If you scroll through LinkedIn this time of year, your feed (like mine) is likely a steady stream of new K-12 Head of School announcements.
And if you are fortunate enough to be one of those new Heads, your July calendar is already starting to fill up.
Between the board meetings, the “listening tour” coffees, and the transition checklists, the weight (and excitement) of your new role is no doubt starting to settle in. Most of the advice you’re getting right now is likely about getting to know your new community … learning the programs, the names, the history, and the donor list.
Those are, of course, important. But while you’re busy learning the school’s backstory, you also need to be deciding how you are going to tell the next chapter.
The first 100 days aren’t just a period for observation — it’s a critical window where you set the tone for your leadership.
If you aren’t intentional about your own message from the start, you’re leaving the narrative up to chance. And in an independent school community, people will fill that vacuum with their own assumptions about your priorities.
Avoid Being the “Announcer-in-Chief”
In many schools, the Head of School’s communication leans heavily on logistics. Their voice is present at community gatherings, donor events, and faculty meetings, but it’s often used to report on the past or handle the “business as usual.” They become the “Announcer-in-Chief” — the person whose voice is synonymous with dispensing facts and figures that people easily tune out.
If you spend your first 100 days talking about carpool etiquette and lost-and-found policies, you are training your community to ignore you when you finally have something important to say.
Don’t Bury the Lead
While I am all for streamlining communications, tucking your Head of School message inside a weekly e-newsletter is almost always a mistake.

When you include high-level strategy and vision in a logistical push, you are teaching your readers to skim past you. Families, faculty, and staff use the weekly e-newsletter as a quick go-to for the athletics schedule or a dress-down day reminder — not for mission-critical information from the Head of School. By trying to be “efficient” and putting everything in one place, you’re actually diluting your impact.
Your voice needs its own platform. It needs space to breathe, separate from the noise of the daily grind. Whether it’s a monthly letter or short video update, it should be a dedicated space for the “why,” not the “what.”
Meet Your Audience Where They Are
Building trust in a new community isn’t a one-size-fits-all project. You are communicating with at least four different generations who consume information in completely different ways. If you only send long-form letters, you’re losing the busy parents who live on their phones. If you only post to social media, you may be missing major donors who crave depth and vision.

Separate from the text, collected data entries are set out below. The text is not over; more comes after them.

PR #366, opened 2023-10-11
feat: @openstatus/react

mxkaske:


packages/react/src/widget.tsx
```diff
@@ -0,0 +1,57 @@
...
+
+export type StatusResponse = { status: Status };
+
+export async function getStatus(slug: string): Promise<StatusResponse> {
+  const res = await fetch(`https://api.openstatus.dev/public/status/${slug}`, {
+    cache: "no-cache",
+  });
+
+  if (res.ok) {
+    const data = (await res.json()) as StatusResponse;
```
thibaultleouay, line 19: No zod ?

packages/react/README.md
thibaultleouay, line 1: Can you add a little bit more content, I think it could be use as npm seo 🤣

packages/react/src/widget.tsx
mxkaske: it will blow the package size

PR #391, opened 2023-10-19
Fix overflow issues on mobile for Status Pages

atridadl:
Issue screenshot:
image

The solution seems to be just moving this to flex box and removing the truncate on the header title and description.


atridadl:
This might solve it? I have to get back to my day job but hopefully this is at least a starting point :)

mxkaske:
Thanks @atridadl for initialising it! I pushed a small change on top of it.

PR #398, opened 2023-10-20
feat: region selections

### LINKED ISSUE #368: Feature request: Support for monitoring using HEAD method
Please consider monitoring using `HEAD` in addition to `GET`/`POST`.

### LINKED ISSUE #369: Bug: Wrong time shown in graph
Looks like the graph is using UTC instead of browser time?

image

### LINKED ISSUE #372: Feture request: Disable/pause monitors
Would be nice to be able to disable/pause monitors instead of deleting them. Could still count against the plans monitor quota, would still be valid in some cases.

### LINKED ISSUE #395: Bug: Unable to go back to using a random region
Maybe I am missing something obvious, but I am unable to go back to a random region after first selecting one. I can only switch to different regions but not unselect it.

mxkaske:
- [x] allow users to unselect specific regions
- [x] allow random regions
- [x] fix time formatting
- [x] remove vercel integration from everywhere
- [x] update faq 
- [x] toggle monitor active in action button
- [x] support HEAD method


apps/web/.env.example
thibaultleouay, line 1: I think we can remove the vercel. Cli version

mxkaske: good point

PR #402, opened 2023-10-21
fix: correct monitor form component name

lsmda:


mxkaske:
Great catch! Thanks @lucasamda

Issue #409, opened 2023-10-24
Bug: Initial ping when creating a monitor seems to not use selected HTTP method


stefanes:
### Preliminary Checks

- [X] I have reviewed the documentation: https://docs.openstatus.dev/

- [X] I have searched for existing issues: https://github.com/openstatusHQ/openstatus/issues

- [X] This issue is not a question, general help request, or anything other than a bug report directly related to OpenStatus. Please ask questions in our Discord community: https://www.openstatus.dev/discord

### Description

**Steps to reproduce:**

1. Create a new monitor for a host that only allows HEAD requests
2. Set the HTTP method to **HEAD** under _HTTP Request Settings_
3. Click **Create**

**Expected behavior:**

Initial ping is performed using the selected method and the monitor is created without any warning displayed to the user.

**Actual behavior:**

The initial ping request seems to not use the method selected under _HTTP Request Settings_, and a warning is displayed to the user:

![image](https://github.com/openstatusHQ/openstatus/assets/5484354/0f0ef087-02ce-4668-a8b2-895e008221b9)

AmoabaKelvin:
Thank you @stefanes for reporting this. Will jump into fixing that ASAP

stefanes:
Same issue seems to be true for the _Test endpoint_ functionality btw:

![image](https://github.com/openstatusHQ/openstatus/assets/5484354/9efda0c7-f46e-4fbb-8ced-85903a9fba5d)

AmoabaKelvin:
Hey @stefanes, issue identified and fixed, should be okay once we merge and deploy 🚀 

Cheers, 🥂

PR #410, opened 2023-10-24
Fix issue when test pinging a monitor endpoint

AmoabaKelvin:
## Type of change

- [x] 🐛 Bug fix
- [ ] 🌟 New feature
- [ ] 🔨 Breaking change

## Description

Initially when the `HEAD` request method is selected, the body is still passed in to the fetch call which will cause a failure in the ping.

### Before this PR
Testing monitor endpoints with `HEAD` method no fails

### After this PR
Testing monitor endpoints with `HEAD` method no longer fails

### Related Issue (optional)
#409


thibaultleouay:
🔥 lgtm

PR #422, opened 2023-10-30
Grammar Polishing

diogoribeirodev:
English is not my first language, but i think this way it looks/is written better!


diogoribeirodev:
I changed reason to reasons bc technically there are two, a **lightweight server** and **pricing**

mxkaske:
Thanks @diogoribeirodev!

PR #463, opened 2023-11-10
🚀 SMS notifications 

thibaultleouay:
## Type of change

- [ ] 🐛 Bug fix
- [X] 🌟 New feature
- [ ] 🔨 Breaking change

## Description

SMS 🔥


packages/notifications/twillio-sms/src/schema/config.ts
```diff
@@ -0,0 +1,6 @@
+import isMobilephone from "validator/lib/isMobilePhone";
+import { z } from "zod";
+
+export const SmsConfigurationSchema = z.object({
+  phoneNumber: z.string().refine(isMobilephone),
```
mxkaske, line 5: Can we use regex instead of adding a deps for that specific use case?

```js
const phoneRegex = new RegExp(
  /^([+]?[\s0-9]+)?(\d{3}|[(]?[0-9]+[)])?([-]?[\s]?[0-9])+$/
);

const schema = z.object({
     phone: z.string().regex(phoneRegex, 'Invalid Number!'),
})
```

PR #472, opened 2023-11-13
feat: tb update schema

mxkaske:
## Type of change

- [ ] 🐛 Bug fix
- [ ] 🌟 New feature
- [ ] 🔨 Breaking change

### Before this PR

### After this PR

### DIFF
--- a/apps/web/src/components/marketing/cards.tsx
+++ b/apps/web/src/components/marketing/cards.tsx
@@ -20,12 +20,12 @@ export function Cards(props: Feature) {
           return (
             <li key={i}>
               <p className="flex flex-col">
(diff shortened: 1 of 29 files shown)


apps/web/src/components/marketing/cards.tsx
```diff
@@ -20,12 +20,12 @@ export function Cards(props: Feature) {
           return (
             <li key={i}>
               <p className="flex flex-col">
-                <p>
+                <span>
```
mxkaske, line 23: @AmoabaKelvin, fyi: with RSC you get a hydration error when including a `p` inside of a `p`.

PR #547, opened 2023-12-31
feat(checker): http cleanup

arthurdotwork:
## Type of change

- [ ] 🐛 Bug fix
- [ ] 🌟 New feature
- [ ] 🔨 Breaking change

## Description

I did a bit of a cleanup on the HTTP scope of the checker by:
- Using Gin as it gives you some help in handling requests & responses — I assume that the tiny advantage on speed is negligible here.
- Introducing the usage of contexts.
- Introducing graceful shutdown with contexts — not used yet in the proper checker but that's the goal of another PR.
- Extracted the request struct in its directory.

### Before this PR

n/a.

### After this PR

n/a.

### Related Issue (optional)

n/a.


thibaultleouay (approved):
🔥

PR #548, opened 2023-12-31
feat(checker): extract checker command

arthurdotwork:
## Type of change

- [ ] 🐛 Bug fix
- [ ] 🌟 New feature
- [ ] 🔨 Breaking change

## Description

#547 should be reviewed before.

I am just extracting the main.go file in a cmd/ package so that the top functions like Ping, UpdateStatus ... can live in the checker root package. I also added a missing part on the graceful shutdown: when the channel receives something, it now cancels the context that shutdown the HTTP server.

### Before this PR

n/a.

### After this PR

n/a.

### Related Issue (optional)

n/a.

### DIFF
--- a/apps/checker/Dockerfile
+++ b/apps/checker/Dockerfile
@@ -11,7 +11,7 @@ COPY . .
 
 ARG VERSION
 
-RUN go build -o openstatus-checker .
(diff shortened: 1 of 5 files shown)


thibaultleouay (commented):
🔥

The goal is always Quality Over Quantity. You don’t need to be everywhere … you just need to be effective.
- For the “Deep-Dive” Audience (Alumni/Board): A well-crafted, quarterly “State of the School” update or letter. This isn’t a recap of events; it’s a progress report on your strategic priorities and how they tie to student outcomes.
- For the “On-the-Go” Audience (Millennial Parents): A 90-second video. It builds more connections in a minute and a half than a 1,000-word letter ever will. They need to see your eyes, hear your tone, and feel your energy while they’re idling in the carpool line.
- For Your Future Employees (Prospective Faculty): A consistent presence on LinkedIn. This isn’t about bragging, but rather making mission-aligned candidates aware of the program and culture you are building on your campus.
Partner, Don’t Outsource
This is where your partnership with your school’s MarCom lead becomes your greatest asset. Many new Heads feel they have to do it all themselves — wordsmithing messages at midnight because they think asking for help is a sign of being inauthentic.
It’s actually the opposite.
The most successful transitions happen when the MarCom lead provides the strategy and cadence, but you provide the voice.

Think of your MarCom person as your co-pilot. They can tell you which themes need to be highlighted for which audience, but you should be the one to put your own spin on it. A fully “ghostwritten” Head runs the risk of sounding like an admissions brochure. A strategic Head sounds like a human with a plan.
That plan shouldn’t start on your first day of school.
The first 100 days will go by in a blink. If you spend them solely in “absorption mode,” you are missing your best opportunity to define and communicate who you are as a leader.
Don’t wait until the first crisis hits to find your voice. Use these months before July 1 to decide how you’ll show up for your new community. You didn’t take this job to be the Announcer-in-Chief — you took it to lead both the vision and the conversation.